▶ [Exercise aim]:
All lines in the records that carry the string "indicate" are to be shown.

▶ [Task data]:
>>>>
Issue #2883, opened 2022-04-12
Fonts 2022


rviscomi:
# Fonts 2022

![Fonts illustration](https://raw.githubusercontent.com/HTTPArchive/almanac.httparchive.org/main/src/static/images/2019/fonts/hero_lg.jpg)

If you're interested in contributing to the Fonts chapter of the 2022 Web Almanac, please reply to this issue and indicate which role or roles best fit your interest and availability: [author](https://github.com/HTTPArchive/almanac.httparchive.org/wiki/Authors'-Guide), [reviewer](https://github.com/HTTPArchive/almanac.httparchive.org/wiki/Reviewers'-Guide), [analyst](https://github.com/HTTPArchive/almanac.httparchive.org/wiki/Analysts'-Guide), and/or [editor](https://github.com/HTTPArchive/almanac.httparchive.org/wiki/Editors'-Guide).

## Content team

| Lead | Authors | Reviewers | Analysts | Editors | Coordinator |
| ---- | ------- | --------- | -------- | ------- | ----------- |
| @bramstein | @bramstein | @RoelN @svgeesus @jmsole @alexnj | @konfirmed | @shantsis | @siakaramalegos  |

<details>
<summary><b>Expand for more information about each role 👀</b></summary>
<<<<
>>>>
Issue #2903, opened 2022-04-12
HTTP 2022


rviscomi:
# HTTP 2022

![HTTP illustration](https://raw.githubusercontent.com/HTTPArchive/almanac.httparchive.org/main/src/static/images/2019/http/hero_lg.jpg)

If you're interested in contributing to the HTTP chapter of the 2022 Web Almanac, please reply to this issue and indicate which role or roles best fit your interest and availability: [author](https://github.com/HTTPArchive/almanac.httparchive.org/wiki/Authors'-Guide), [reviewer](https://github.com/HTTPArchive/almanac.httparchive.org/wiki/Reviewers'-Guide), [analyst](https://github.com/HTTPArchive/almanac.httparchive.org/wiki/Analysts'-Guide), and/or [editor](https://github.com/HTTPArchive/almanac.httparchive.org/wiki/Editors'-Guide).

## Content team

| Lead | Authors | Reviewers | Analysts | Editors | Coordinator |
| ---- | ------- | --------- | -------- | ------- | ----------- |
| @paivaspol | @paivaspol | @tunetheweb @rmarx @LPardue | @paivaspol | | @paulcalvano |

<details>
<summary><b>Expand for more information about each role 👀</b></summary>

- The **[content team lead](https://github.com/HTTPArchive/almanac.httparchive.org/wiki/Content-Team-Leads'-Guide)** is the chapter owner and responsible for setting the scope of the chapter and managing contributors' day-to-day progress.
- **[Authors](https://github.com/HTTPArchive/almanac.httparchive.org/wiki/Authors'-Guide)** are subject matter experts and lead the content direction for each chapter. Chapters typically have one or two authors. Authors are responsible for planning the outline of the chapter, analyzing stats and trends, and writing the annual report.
<<<<
▶ [Task response]:
If you're interested in contributing to the Fonts chapter of the 2022 Web Almanac, please reply to this issue and indicate which role or roles best fit your interest and availability: [author](https://github.com/HTTPArchive/almanac.httparchive.org/wiki/Authors'-Guide), [reviewer](https://github.com/HTTPArchive/almanac.httparchive.org/wiki/Reviewers'-Guide), [analyst](https://github.com/HTTPArchive/almanac.httparchive.org/wiki/Analysts'-Guide), and/or [editor](https://github.com/HTTPArchive/almanac.httparchive.org/wiki/Editors'-Guide).
If you're interested in contributing to the HTTP chapter of the 2022 Web Almanac, please reply to this issue and indicate which role or roles best fit your interest and availability: [author](https://github.com/HTTPArchive/almanac.httparchive.org/wiki/Authors'-Guide), [reviewer](https://github.com/HTTPArchive/almanac.httparchive.org/wiki/Reviewers'-Guide), [analyst](https://github.com/HTTPArchive/almanac.httparchive.org/wiki/Analysts'-Guide), and/or [editor](https://github.com/HTTPArchive/almanac.httparchive.org/wiki/Editors'-Guide).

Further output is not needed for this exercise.